What the task requires. Each line below with the string "ActiveFedora" should be copied.

Source material START

PR #1055, opened 2020-09-08
adjust collection member solr query to correctly return collection members

peetucket:
## Why was this change made?

Fixes sul-dlss/argo#2243

Basically, the collection member solr query wasn't returning anything, preventing collection member release from working correctly.

Tested on -stage, by running a call from argo-stage.

### DIFF
--- a/app/controllers/members_controller.rb
+++ b/app/controllers/members_controller.rb
@@ -5,7 +5,7 @@ class MembersController < ApplicationController
   # Return the published members of this collection
   def index
     solr_params = {
-      q: "is_member_of_collection_ssim:\"#{params[:id]}\" published_dttsim:[* TO *]",
+      q: "is_member_of_collection_ssim:\"#{ActiveFedora::Base.internal_uri(params[:object_id])}\" published_dttsim:[* TO *]",
       wt: :json,
       fl: 'id,objectType_ssim',
       rows: 100_000_000
--- a/spec/requests/members_for_collection_spec.rb
+++ b/spec/requests/members_for_collection_spec.rb
@@ -7,6 +7,17 @@ RSpec.describe 'Get the members' do
     allow(ActiveFedora::SolrService.instance.conn).to receive(:get).and_return(solr_response)
   end
 
+  let(:druid) { 'druid:mk420bs7601' }
+
+  let(:solr_params) do
+    {
+      fl: 'id,objectType_ssim',
+      q: "is_member_of_collection_ssim:\"#{ActiveFedora::Base.internal_uri(druid)}\" published_dttsim:[* TO *]",
+      rows: 100_000_000,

Source material END

Response.
+      q: "is_member_of_collection_ssim:\"#{ActiveFedora::Base.internal_uri(params[:object_id])}\" published_dttsim:[* TO *]",
     allow(ActiveFedora::SolrService.instance.conn).to receive(:get).and_return(solr_response)
+      q: "is_member_of_collection_ssim:\"#{ActiveFedora::Base.internal_uri(druid)}\" published_dttsim:[* TO *]",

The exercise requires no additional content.